I'm quite confused by my course notes for Complex Analysis. On the one hand, it says that a complex function $f:\mathbb{C} \to \mathbb{C}$ is differentiable at a point $z_0$ iff the corresponding vector-function $F:\mathbb{R^2} \to \mathbb{R^2}$ is differentiable and the Cauchy-Riemann equations are satisfied. Now differentiability of a multivariate real function is equivalent to the continuity of partial derivatives, so this would imply for $f(z) = u(x,y)+iv(x,y)$ that $u(x,y)$ and $v(x,y)$ have continuous partial derivatives.

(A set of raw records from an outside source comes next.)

PR #45498, opened 2023-01-03
[9.x] Alternative to fix method contextual binding

imdhemy:
## Issue description
1. Create a class that has a method with a parameter that has a type hint.
 * For instance, a command class with a handle method that has a parameter with a type hint of an interface.
2. Configure a contextual binding for that parameter to a concrete class.
3. Try to run the command.
4. You will get an error that the given interface is not instantiable.

## Recreation example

On the other hand, the proof that is given for the Cauchy-Goursat theorem is an extremely long, convoluted one, and at the end of it, it mentions that a much more elegant and short proof is possible if one assumes that $u(x,y)$ and $v(x,y)$ have continuous partial derivatives (it makes use of Green's theorem). Why is this an 'assumption'? Doesn't it necessarily follow from the assumption of $f$ differentiable in the theorem statement?
Best Answer
No, differentiability of a multivariate real function is not equivalent to the continuity of partial derivatives. For instance, if$$f(x,y)=\begin{cases}x^2\sin\left(\frac1x\right)&\text{ if }x\ne 0\\0&\text{ if }x=0,\end{cases}$$then $f$ is differentiable at $(0,0)$, but $\frac{\partial f}{\partial x}$ is discontinuous there.
However, it is true that the continuity of partial derivatives implies differentiability.